Karl L. Swartz's 1957 SJD link


 http://www.kls2.com/~karl/rr/sp/sp-sjd-1954.html

My final (non-SP) shot is to show Tom Rowe firing his Pennsy K4 and heavyweight consist.









Tom always shows up a day or more early to help Jim get ready for a meet. And the fall meet involves picking up thousands of walnuts.

Thanks again to Jim and Jo Anne for hosting and letting all of us run their equipment, and thanks also to Tom for assisting.

Best regards,

Alan


----------



## Mike O (Jan 2, 2008)

Alan, 

Great video and images. it was refreshing to see a specific prototype consist where not all of the cars are in the same paint. That reflects the reality of rail travel of the period. it was a great idea to run the Fs as dummies with steam as the helper. 

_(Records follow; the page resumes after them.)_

PR #459, opened 2021-05-06
Fix popup when disembarking 

### LINKED ISSUE #439: Unit disembark off ship not able to with mouse, only keyboard
I have a unit that is loaded on a ship. I activate the unit, press 'g' and then click the tile I want the unit to go to. In below screen shot I am clicking on the tile to the right of the Explorer in Trireme (shield) and nothing happens.

image

If I use the right arrow on the keypad, I get the menu of what to do, which is what I would expect with the mouse click.

image

mir3x:
Seems out of place, might introduce some tranport bugs, didnt observed any so far

### DIFF
--- a/client/goto.cpp
+++ b/client/goto.cpp
@@ -1921,8 +1921,11 @@ void send_goto_route()
     if (gui_options.popup_last_move_to_allied
         && goto_last_order == ORDER_LAST
         && ((is_allied_city_tile(tgt_tile, client_player())
-             || is_allied_unit_tile(tgt_tile, client_player()))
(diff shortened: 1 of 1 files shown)


lmoureaux:
I want to test this before merging. Or maybe @jwrober ?

Closes #439

jwrober:
I would like the opportunity to test this. Let me merge the diff to my local repo and test a new compile.

jwrober:
Ok I was able to place some units out of a transport exactly where I wanted them I think this fixes the issue.

lmoureaux:
Thanks for the check!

it was also nice of you to give credit to the better half of the IE&W ownership. 

Mike


----------



## Charles (Jan 2, 2008)

Alan
You are spot on with the acknowledgment of Tom Rowe; many of us express our appreciation of Jim and JoAnn yet those who work in support of IEW steamup, such as Tom, sometimes go with being noticed for the tasks at hand prior to the big event.


----------



## Dr Rivet (Jan 5, 2008)

Alan 

DOCTOR Rivet speaking.... the F units from MTH are F7s NOT F3s. NIT...NIT...NIT!!! LOL! 

For you SP fans seeking to do something like this, the BAD news is that MTH SOLD OUT of the Black Widows [all versions] within less than six weeks. The good news is that there are still some 1:32 F and GP Black Widow decals available in the "Bargain Bin" at www.microscale.com 

Thanks again for the great pics and video. 

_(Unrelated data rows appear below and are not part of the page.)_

PR #463, opened 2021-06-06
Combat_Rounds-related enhancements

ec429:
With the ability to limit Combat_Rounds, it now makes sense to have full combat between units even when the defender's defence strength or FirePower is zero, as it might still survive if the attacker runs out of rounds.
Against a defender with D=0, you simply need to rack up enough rounds to take out its HP, because every shot hits.
Against a defender with D>0 but FP=0, combat becomes a bit like bombardment: you might not hit every round (you have to roll A/(A+D)), but you don't take damage when you miss.  This represents a unit that's unarmed but difficult to hit (e.g. high-flying aeroplane).

I have tested this patch with the following cases:
* A1 FP1 CR3 vs D0 FP1 HP4.  Defender took 3 HP of damage.  Attacker took none.
* A1 FP1 CR3 vs D1 FP0 HP4.  Defender sometimes took 1 HP of damage, sometimes 2.  (Presumably 0 and 3 are also possible, but didn't happen in my small sample.)  Attacker took no damage.

I haven't (yet) tested to verify the right thing happens if Combat_Rounds are not limited, or if attacker FP is 0.

### DIFF
--- a/server/unittools.cpp
+++ b/server/unittools.cpp
@@ -298,12 +298,14 @@ void unit_versus_unit(struct unit *attacker, struct unit *defender,
   player_update_last_war_action(plr1);
   player_update_last_war_action(plr2);
 
-  if (attackpower == 0) {
-    *att_hp = 0;
-  } else if (defensepower == 0) {
-    *def_hp = 0;
-  }
   max_rounds = get_unit_bonus(attacker, EFT_COMBAT_ROUNDS);
+  if (max_rounds <= 0) {
+    if (attackpower == 0) {
+      *att_hp = 0;
+    } else if (defensepower == 0) {
+      *def_hp = 0;
+    }
+  }
   for (rounds = 0; *att_hp > 0 && *def_hp > 0
                    && (max_rounds <= 0 || max_rounds > rounds);
        rounds++) {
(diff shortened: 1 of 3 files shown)


server/unittools.cpp
```diff
@@ -298,12 +298,14 @@ void unit_versus_unit(struct unit *attacker, struct unit *defender,
...
-    *def_hp = 0;
-  }
   max_rounds = get_unit_bonus(attacker, EFT_COMBAT_ROUNDS);
+  if (max_rounds <= 0) {
+    if (attackpower == 0 || attack_firepower == 0) {
+      *att_hp = 0;
+    } else if (defensepower == 0 || defense_firepower == 0) {
+      *def_hp = 0;
+    }
+  }
```
lmoureaux, line 308: Is it possible to reach this function if `attack_firepower = defense_firepower = 0` ? I think this would trigger an infinite loop below since `def_hp` and `att_hp` would never be reduced.

ec429: Surely we'd match the first `if` clause, and set `att_hp = 0`.

lmoureaux: Oh, right, an infinite loop can only happen if `max_rounds <= 0`.

Issue #490, opened 2021-06-23
Add to Modpacks Manual - Tilesets


jwrober:
Sub issue/task of #488 Create a collection of sections on how to edit/create tilesets for Freeciv21

jwrober:
Might be some material from legacy docs. See #485

jwrober:
PR #682

PR #502, opened 2021-06-24
Port existing ruleset docs to Sphinx

lmoureaux:
Only `README.effects` so far.

See #490.


jwrober (approved):
This looks good. I like the sub-directory for `rulesets`, gives a good categorization.

PR #517, opened 2021-07-19
Use system Lua (>= 5.3) instead of a built-in version

### LINKED ISSUE #504: Make it possible to use system Lua for FCDB
PR #417 made it possible to use `require` to load external Lua packages from the FCDB script. There are still two problems that prevent its use:

* The loading of binary modules (required for database connections) is disabled
* Lua 5.4 is always used, but it's not always compatible with system libraries

This leads to the following error message on the Longturn server (Debian Buster):
```
[critical] freeciv21-server - lua error:        error loading module 'luasql.postgres' from file '/usr/lib/x86_64-linux-gnu/lua/5.3/luasql/postgres.so':
        dynamic libraries not enabled; check your Lua installation
stack traceback:
        [C]: in ?
        [C]: in function 'require'
        /home/dude/.config/freeciv21/database.lua:183: in function 'database_init'
```
Notice how I tried to load a library for Lua 5.3 while the built-in version is 5.3.

This is probably an opportunity to switch to a more general (and C++!) Lua abstraction layer instead of `tolua`, maybe [sol2](https://sol2.readthedocs.io/en/latest/index.html).

Solving this issue is required to start LTEx24.

lmoureaux:
The built-in Lua was not compatible with Lua modules installed using the platform's package manager. Using the system-provided Lua should improve compatibility, allowing to close #504.

**document-me**: Lua is no longer provided and Lua >=5.3 is now a hard dependency. This should improve interoperability with other Lua packages on your system.

Closes #504.


lmoureaux:
Tested, seems to work.

PR #544, opened 2021-07-22
Modify AUTHORS

pranavtifr:
Include @pranavtifr and @DobbyK


lmoureaux (changes requested):
Let's keep it order alphabetically.

lmoureaux (approved):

Mike O... Jo Anne does her best to promote my train addiction and makes sure the "trust plates" identify her as the REAL owner of the COOL stuff. I would like to take all her passenger trains to Marty's [they ARE 1:29] but I don't think I can afford all the battery conversions. 

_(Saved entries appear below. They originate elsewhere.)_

PR #575, opened 2021-07-29
Cmake sphinx

jwrober:
Two commits. First is to wire in sphinx-build into cmake as a custom target and the second is an update to install.rst showing new target w/ some cleanup to better support RTD theme.

### DIFF
--- a/cmake/FindSphinx.cmake
+++ b/cmake/FindSphinx.cmake
@@ -4,9 +4,9 @@ include(FindPackageHandleStandardArgs)
 if(PythonInterp_FOUND)
   get_filename_component(_PYTHON_DIR "${PYTHON_EXECUTABLE}" DIRECTORY)
     set(_PYTHON_PATHS
-        "${_PYTHON_DIR}"
-        "${_PYTHON_DIR}/bin"
-        "${_PYTHON_DIR}/Scripts")
+      "${_PYTHON_DIR}"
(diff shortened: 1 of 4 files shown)


docs/CMakeLists.txt
```diff
@@ -0,0 +1,12 @@
+# CMakeLists for Freeciv21 Docs
+
+find_package(Sphinx REQUIRED)
```
lmoureaux, line 3: This makes Sphinx a hard dependency, which I don't think we want (and if we do, it should be documented). Remove the `REQUIRED` and wrap the rest into `if (Sphinx_FOUND)`?

cmake/FindSphinx.cmake
```diff
@@ -0,0 +1,17 @@
+# Support for sphinx-build
+include(FindPackageHandleStandardArgs)
+
+if(PythonInterp_FOUND)
+  get_filename_component(_PYTHON_DIR "${PYTHON_EXECUTABLE}" DIRECTORY)
+    set(_PYTHON_PATHS
+        "${_PYTHON_DIR}"
+        "${_PYTHON_DIR}/bin"
+        "${_PYTHON_DIR}/Scripts")
```
lmoureaux, line 9: Inconsistent indentation.

lmoureaux (changes requested):
I don't think Sphinx should be required to build Freeciv21.

PR #585, opened 2021-08-10
Fix install from deleted old doc files

jwrober:


lmoureaux (approved):
Looks like someone should fix the CI.

PR #589, opened 2021-08-17
Feature: Make nukes destroy city improvements

pranavtifr:
longturn/freeciv@0c1b537 implemented as an effect instead of server setting.

### DIFF
--- a/server/unittools.cpp
+++ b/server/unittools.cpp
@@ -2799,8 +2799,25 @@ static void do_nuke_tile(struct player *pplayer, struct tile *ptile)
                     _("You nuked %s."), city_link(pcity));
     }
 
+    city_built_iterate(pcity, pimprove)
+    {
+      /* only destroy regular improvements, not wonders, and not those
+       * that are especially protected from sabotage (e.g. Walls) */
+      if (is_improvement(pimprove) && pimprove->sabotage == 100
+          && fc_rand(100) < (float(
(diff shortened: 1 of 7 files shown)


server/unittools.cpp
```diff
@@ -2800,8 +2800,24 @@ static void do_nuke_tile(struct player *pplayer, struct tile *ptile)
                     _("You nuked %s."), city_link(pcity));
     }
 
+    /* destroy improvements, 50 % chance each */
```
lmoureaux, line 2803: I think the chance depends on the effect

server/unittools.cpp
```diff
@@ -2800,8 +2800,24 @@ static void do_nuke_tile(struct player *pplayer, struct tile *ptile)
...
+    city_built_iterate(pcity, pimprove) {
+      /* only destroy regular improvements, not wonders, and not those
+       * that are especially protected from sabotage (e.g. Walls) */
+      if (   is_improvement(pimprove)
```
lmoureaux, line 2807: Did `clang-format` leave the whitespace?

lmoureaux (changes requested):
Let's keep the documentation up-to-date: update `docs/Modding/Rulesets/effects.rst`

lmoureaux:
Any update on this? The suggested changes should be quite easy.

lmoureaux:
I'm thinking of this only now, but the list of effects are sent to the client so it should be checked that old-ish clients don't crash immediately...

lmoureaux (approved):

Charles... My hat is off to Tom Rowe, Mike O, Chuck N, and Roy G. They are the core group that put in the extra time to help get the layout and grounds ready for each meet. 

Regards


----------



## Larry Green (Jan 2, 2008)

Jim, er, Doctor Rivet, are all those walnuts for sale? If you take them out of those messy outer coverings, maybe we could trade them for some of that great VERMONT maple syrup. Or, Cabot sharp cheddar. 

Larry


----------



## ConrailRay (Jan 2, 2008)

Funny, I recently saw the Dirty Jobs episode about walnuts, but they have a little bit easier automated system!! 

Dr Rivet, any plans for putting an automatic sound system in those dummy units?? Nice! 

-Ray


----------



## Dr Rivet (Jan 5, 2008)

Larry / Ray 

They are NOT for sale; BUT you can have them for FREE if you come to VA and get them. You can harvest as many as you want. A mechanical harvester for black walnuts that attaches to a small tractor is about $25k. Better have a whole grove of trees, not just 50 scattered around the property, to make that expense pay off. So mine get hauled to the woods. My Billgoat lawn vac [a small walk behind] will pick up about 75-80% of them, a big savings on my back. 

In regard to both the MTH SP Fs and PAs. I think in a previous post I indicated that I have powered units [and therefore Protosounds 2] that will be in use once I do the battery/DCS conversions. The batteries and MTH TIU will go in the B units. These can then run with the steamers as other than dead weight. This last meet was just a "visual experiment", but it got Alan hooked. 

Regards


----------



## Dr Rivet (Jan 5, 2008)

Alan 

Jo Anne just looked at this thread and the video. She wants to know who the woman is in the picture with me on the left and Chuck N in the middle. She says the lady with the sun glasses could not possibly be her. I suggested that she needed new glasses for the 'puter. WRONG ANSWER. Thought you might get a laugh.


----------